Once i have the car i am gonna take some more pictures, unfortuneatly due to Canadas laws, im not allowed to use the N1 headlights it has, so instead i will get a pair of OEM GTR projection headlights(cant use them either but...) and do some retro fitting... the plan is remove the glass, and stock lights/reflectors etc etc, retro fit in a 95 camaro high beam headlight, and a 90mm hella low beam module, and to finish it off, if i want, a nice piece of lexan... it has been done before and it looks good and shines the road better than stock.

so i will have to take pics of that...

the list of mods is:
(again this is a copy and paste from the forsale thread from the guy i bought from)

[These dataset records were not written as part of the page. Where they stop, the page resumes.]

PR #1204, opened 2022-02-04
DR-2412 Make the data preview API for snapshot data visible in all environments

nmalfroy:
This is just making the preview API built by the data explorer team available in all envs.  Note1: we'll want a similar one (perhaps with sql capabilities for authoring) for datasets
Note2: we'll need to build the Azure versions of the endpoints too


fboulnois (approved):
👍

snf2ye (approved):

-Nismo Upgraded Turbos (T25/T04B Turbos with metal turbine blades rated for 600hp!)
-Twin-plate Clutch
-Nismo Side Skirts
-Nismo Duck Bill
-Nismo Front Bumper
-Nismo Bumper Insert
-Nismo Spoiler
-N1 Headlights
-NEW Hella Helix Fog Lights
-PIAA 10K Hids
-lowered ------ seller was unsure with what exactly, im planning on upgrading anyways
-320km speedo
-Bov's
-Apexi Twin Intakes
-17 x 9 BBS LM's (et 20) - zero curbage, mint!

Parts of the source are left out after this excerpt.